**Task to carry out:** Below are the records. Count the lines containing the string "correct", and reply with the number alone.

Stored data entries
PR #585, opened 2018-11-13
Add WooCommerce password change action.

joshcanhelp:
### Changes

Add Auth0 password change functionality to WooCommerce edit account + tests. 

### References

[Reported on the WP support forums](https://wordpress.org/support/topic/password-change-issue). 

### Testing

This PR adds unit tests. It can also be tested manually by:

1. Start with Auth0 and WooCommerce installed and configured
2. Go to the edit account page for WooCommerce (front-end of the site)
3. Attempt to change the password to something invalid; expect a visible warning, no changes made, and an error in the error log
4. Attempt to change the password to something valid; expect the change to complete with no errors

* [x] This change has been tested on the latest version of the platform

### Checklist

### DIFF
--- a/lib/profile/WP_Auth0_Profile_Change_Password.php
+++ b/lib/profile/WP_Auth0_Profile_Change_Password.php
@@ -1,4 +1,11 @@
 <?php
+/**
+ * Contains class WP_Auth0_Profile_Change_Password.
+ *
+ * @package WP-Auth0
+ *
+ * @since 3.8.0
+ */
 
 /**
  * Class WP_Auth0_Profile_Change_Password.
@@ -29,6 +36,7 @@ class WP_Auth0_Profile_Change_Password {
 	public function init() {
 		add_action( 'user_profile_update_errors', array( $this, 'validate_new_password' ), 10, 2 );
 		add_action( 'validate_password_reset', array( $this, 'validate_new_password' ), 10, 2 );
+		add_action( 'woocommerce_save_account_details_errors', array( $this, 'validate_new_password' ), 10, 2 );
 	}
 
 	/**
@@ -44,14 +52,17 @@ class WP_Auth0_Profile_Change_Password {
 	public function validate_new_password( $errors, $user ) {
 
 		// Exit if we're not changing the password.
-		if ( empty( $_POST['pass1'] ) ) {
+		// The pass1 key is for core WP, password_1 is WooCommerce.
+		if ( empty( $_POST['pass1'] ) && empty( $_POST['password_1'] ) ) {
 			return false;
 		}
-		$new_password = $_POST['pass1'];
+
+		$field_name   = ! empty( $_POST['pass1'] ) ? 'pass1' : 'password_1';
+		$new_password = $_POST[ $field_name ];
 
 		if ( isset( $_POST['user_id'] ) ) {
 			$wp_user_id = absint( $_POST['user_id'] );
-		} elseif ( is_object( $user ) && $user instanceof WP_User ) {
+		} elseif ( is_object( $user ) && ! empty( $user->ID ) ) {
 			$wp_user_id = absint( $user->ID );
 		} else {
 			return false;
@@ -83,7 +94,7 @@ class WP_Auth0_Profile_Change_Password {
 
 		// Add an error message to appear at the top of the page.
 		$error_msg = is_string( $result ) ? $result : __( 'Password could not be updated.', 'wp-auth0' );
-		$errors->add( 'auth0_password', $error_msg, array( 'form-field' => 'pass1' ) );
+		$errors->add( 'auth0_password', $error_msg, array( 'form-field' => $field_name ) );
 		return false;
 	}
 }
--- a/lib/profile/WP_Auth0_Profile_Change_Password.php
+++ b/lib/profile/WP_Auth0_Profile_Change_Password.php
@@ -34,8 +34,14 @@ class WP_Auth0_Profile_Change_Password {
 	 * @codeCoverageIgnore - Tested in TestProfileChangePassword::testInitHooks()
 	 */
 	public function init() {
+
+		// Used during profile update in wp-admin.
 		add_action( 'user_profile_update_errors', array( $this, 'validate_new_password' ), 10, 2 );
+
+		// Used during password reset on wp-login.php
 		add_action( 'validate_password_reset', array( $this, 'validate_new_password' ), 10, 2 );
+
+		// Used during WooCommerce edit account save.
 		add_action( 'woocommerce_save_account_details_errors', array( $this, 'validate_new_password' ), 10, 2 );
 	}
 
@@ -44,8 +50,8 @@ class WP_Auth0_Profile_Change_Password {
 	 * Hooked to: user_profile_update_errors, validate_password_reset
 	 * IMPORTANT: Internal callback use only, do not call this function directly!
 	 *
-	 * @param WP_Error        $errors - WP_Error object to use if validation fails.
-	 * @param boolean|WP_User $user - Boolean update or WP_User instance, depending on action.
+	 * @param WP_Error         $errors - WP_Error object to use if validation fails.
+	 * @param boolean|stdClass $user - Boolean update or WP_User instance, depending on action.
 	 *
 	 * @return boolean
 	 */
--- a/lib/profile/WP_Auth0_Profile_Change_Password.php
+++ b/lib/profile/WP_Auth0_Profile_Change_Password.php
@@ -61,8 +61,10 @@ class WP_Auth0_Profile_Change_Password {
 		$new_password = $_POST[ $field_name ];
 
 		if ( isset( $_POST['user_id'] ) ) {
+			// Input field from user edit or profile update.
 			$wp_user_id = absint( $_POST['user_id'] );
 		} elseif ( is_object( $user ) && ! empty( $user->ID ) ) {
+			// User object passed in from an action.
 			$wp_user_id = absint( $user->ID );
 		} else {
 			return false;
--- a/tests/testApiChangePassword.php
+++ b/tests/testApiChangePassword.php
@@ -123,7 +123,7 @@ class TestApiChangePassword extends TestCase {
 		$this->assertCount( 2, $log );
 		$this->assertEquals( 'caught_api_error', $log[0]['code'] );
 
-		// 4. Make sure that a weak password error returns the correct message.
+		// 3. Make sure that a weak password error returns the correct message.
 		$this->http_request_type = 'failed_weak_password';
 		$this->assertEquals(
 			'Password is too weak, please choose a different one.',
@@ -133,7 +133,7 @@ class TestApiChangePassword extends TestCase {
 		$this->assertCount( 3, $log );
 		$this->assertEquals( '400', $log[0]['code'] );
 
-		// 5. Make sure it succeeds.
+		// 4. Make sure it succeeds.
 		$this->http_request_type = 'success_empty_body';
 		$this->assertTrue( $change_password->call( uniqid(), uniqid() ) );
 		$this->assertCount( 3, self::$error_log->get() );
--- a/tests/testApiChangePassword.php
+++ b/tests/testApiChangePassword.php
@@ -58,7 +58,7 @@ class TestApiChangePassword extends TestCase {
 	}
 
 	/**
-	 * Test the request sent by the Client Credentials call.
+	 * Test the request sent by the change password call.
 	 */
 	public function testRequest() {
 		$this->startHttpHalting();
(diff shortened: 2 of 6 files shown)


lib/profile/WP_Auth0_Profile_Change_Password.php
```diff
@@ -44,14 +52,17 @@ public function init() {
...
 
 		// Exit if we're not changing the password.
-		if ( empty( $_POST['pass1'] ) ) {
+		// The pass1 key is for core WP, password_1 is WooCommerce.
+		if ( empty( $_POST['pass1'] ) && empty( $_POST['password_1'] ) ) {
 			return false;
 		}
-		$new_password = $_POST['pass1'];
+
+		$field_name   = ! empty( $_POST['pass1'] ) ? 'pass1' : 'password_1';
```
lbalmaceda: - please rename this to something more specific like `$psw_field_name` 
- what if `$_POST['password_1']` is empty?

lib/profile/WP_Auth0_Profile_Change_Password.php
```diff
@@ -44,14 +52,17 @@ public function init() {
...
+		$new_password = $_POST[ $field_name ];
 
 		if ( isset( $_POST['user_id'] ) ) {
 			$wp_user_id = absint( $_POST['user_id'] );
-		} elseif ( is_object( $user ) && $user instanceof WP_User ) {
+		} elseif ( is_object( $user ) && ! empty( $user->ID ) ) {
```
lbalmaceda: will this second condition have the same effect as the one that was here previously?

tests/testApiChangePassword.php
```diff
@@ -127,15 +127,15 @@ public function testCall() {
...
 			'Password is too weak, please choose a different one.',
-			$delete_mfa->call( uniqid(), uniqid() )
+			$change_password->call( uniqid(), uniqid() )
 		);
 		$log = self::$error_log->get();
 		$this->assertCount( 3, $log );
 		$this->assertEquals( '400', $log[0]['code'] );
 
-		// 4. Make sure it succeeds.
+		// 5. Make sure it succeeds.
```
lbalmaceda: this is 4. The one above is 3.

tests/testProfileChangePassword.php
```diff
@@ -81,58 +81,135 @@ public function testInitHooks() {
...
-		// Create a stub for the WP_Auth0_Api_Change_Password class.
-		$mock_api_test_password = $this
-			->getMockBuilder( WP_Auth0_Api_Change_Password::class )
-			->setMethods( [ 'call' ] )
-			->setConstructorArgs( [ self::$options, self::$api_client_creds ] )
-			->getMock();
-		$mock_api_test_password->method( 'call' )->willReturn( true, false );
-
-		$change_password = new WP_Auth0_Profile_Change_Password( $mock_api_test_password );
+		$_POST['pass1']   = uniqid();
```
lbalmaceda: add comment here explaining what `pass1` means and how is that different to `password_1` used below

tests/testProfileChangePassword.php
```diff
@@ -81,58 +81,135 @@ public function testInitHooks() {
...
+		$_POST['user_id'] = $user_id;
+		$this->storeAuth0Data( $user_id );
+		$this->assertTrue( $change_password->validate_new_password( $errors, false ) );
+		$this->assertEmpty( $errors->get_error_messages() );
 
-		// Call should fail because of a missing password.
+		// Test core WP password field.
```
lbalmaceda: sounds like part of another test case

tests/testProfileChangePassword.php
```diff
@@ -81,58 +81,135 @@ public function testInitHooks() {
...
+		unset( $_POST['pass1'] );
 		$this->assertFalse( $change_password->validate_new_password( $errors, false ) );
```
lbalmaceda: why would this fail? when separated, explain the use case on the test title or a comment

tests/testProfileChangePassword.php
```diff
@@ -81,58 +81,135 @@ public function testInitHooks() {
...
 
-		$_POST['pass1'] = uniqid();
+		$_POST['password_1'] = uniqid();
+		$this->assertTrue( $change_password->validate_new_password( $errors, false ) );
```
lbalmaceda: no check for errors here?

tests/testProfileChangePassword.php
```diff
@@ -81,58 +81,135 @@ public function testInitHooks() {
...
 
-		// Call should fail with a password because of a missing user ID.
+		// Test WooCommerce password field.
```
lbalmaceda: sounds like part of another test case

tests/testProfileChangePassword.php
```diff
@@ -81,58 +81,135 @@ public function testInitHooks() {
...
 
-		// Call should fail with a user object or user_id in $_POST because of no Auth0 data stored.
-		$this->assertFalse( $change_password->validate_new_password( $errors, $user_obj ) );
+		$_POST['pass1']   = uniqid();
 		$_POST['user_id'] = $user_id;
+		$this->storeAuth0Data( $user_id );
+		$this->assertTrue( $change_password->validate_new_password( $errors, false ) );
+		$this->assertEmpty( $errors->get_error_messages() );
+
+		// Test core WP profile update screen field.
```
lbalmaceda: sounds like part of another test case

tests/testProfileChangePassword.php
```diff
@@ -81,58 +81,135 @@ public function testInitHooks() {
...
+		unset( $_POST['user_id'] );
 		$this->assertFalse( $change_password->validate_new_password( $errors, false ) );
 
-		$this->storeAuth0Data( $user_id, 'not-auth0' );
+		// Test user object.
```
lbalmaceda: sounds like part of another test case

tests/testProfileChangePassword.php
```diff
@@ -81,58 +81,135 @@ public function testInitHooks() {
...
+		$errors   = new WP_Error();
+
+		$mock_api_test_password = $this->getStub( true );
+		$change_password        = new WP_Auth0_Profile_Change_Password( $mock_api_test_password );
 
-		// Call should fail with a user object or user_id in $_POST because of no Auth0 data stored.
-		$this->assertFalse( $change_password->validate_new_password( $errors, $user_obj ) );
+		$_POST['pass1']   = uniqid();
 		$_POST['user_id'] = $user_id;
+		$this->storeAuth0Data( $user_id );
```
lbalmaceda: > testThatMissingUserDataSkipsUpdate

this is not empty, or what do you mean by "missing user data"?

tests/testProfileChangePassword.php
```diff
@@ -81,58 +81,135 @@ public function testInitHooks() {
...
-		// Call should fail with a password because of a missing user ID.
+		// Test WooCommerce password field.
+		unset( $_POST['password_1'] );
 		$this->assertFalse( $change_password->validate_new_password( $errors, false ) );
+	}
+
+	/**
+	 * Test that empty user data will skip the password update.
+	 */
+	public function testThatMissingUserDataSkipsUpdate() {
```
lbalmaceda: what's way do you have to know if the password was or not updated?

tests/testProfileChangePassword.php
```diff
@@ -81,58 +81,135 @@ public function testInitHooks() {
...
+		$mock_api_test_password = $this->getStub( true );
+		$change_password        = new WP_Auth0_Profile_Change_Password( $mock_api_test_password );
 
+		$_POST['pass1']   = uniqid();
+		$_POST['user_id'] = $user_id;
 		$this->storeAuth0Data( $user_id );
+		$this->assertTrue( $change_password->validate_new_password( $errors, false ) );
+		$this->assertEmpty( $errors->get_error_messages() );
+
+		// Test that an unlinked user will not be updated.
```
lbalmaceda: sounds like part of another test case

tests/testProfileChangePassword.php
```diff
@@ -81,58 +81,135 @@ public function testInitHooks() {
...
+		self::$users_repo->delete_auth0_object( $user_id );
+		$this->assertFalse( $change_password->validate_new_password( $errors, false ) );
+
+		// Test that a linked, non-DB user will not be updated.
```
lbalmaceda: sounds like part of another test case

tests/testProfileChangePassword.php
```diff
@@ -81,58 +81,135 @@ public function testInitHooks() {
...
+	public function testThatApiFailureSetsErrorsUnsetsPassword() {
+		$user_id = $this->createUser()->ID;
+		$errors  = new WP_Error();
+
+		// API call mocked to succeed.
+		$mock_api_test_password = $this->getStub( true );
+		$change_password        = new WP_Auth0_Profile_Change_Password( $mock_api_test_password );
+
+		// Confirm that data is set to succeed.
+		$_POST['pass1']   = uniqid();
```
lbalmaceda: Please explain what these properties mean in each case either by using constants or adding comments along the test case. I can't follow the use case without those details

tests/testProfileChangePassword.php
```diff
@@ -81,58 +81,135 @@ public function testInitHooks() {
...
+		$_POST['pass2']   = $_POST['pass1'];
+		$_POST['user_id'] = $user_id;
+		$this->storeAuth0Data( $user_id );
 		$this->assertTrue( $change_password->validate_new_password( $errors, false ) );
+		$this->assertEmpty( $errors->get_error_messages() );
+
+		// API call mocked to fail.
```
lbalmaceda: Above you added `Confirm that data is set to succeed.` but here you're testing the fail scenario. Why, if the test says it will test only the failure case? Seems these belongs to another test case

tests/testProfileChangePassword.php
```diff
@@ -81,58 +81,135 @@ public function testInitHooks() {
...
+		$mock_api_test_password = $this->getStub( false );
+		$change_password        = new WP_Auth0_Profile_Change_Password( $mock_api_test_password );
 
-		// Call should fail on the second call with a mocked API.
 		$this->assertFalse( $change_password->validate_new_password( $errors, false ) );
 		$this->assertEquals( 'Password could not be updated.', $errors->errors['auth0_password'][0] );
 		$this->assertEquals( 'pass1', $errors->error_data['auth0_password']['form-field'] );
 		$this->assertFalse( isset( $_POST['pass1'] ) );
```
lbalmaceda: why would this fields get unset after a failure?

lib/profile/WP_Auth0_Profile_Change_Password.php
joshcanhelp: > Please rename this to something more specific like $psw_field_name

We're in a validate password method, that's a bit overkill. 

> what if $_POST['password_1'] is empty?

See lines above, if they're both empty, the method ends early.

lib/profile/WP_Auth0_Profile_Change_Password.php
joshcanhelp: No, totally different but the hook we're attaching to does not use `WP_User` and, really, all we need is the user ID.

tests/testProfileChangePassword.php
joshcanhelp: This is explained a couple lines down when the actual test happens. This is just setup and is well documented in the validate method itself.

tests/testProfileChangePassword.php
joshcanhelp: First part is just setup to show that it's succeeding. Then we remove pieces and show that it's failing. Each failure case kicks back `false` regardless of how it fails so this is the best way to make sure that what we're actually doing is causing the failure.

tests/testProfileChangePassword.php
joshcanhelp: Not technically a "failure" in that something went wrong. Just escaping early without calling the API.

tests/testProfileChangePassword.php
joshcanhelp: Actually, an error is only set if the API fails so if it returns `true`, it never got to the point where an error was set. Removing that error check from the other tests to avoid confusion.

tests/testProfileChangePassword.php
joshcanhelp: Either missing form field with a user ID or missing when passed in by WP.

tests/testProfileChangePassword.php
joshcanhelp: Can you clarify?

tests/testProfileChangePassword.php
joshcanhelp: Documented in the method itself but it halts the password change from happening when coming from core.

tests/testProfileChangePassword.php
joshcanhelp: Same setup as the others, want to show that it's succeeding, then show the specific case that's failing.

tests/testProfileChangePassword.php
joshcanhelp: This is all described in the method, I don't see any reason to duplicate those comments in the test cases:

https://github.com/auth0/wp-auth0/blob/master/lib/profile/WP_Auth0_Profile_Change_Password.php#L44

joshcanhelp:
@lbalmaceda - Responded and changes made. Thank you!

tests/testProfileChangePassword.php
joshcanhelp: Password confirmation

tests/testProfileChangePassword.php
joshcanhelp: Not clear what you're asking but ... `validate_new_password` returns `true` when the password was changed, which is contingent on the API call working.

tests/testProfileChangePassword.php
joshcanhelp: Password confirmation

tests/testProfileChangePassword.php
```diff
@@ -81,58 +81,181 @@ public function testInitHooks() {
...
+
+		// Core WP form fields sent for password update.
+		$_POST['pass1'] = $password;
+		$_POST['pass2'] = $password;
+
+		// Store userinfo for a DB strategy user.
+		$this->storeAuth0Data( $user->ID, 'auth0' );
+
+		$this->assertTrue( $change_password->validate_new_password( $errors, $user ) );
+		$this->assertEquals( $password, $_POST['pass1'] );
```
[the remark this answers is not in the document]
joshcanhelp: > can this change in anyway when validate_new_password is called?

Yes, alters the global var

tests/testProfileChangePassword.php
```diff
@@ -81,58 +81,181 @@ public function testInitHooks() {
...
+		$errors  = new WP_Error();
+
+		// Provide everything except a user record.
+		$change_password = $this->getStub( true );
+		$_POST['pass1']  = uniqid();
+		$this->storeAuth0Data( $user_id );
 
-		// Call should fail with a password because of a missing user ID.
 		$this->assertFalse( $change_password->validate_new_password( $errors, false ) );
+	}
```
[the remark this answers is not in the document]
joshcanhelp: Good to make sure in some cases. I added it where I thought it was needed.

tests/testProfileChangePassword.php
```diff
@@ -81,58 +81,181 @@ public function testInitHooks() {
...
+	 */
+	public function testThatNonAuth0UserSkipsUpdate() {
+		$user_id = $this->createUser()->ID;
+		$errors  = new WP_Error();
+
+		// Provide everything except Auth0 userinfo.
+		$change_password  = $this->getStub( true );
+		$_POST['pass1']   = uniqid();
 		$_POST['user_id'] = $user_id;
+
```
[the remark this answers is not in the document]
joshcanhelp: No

**Reply to the exercise:** 2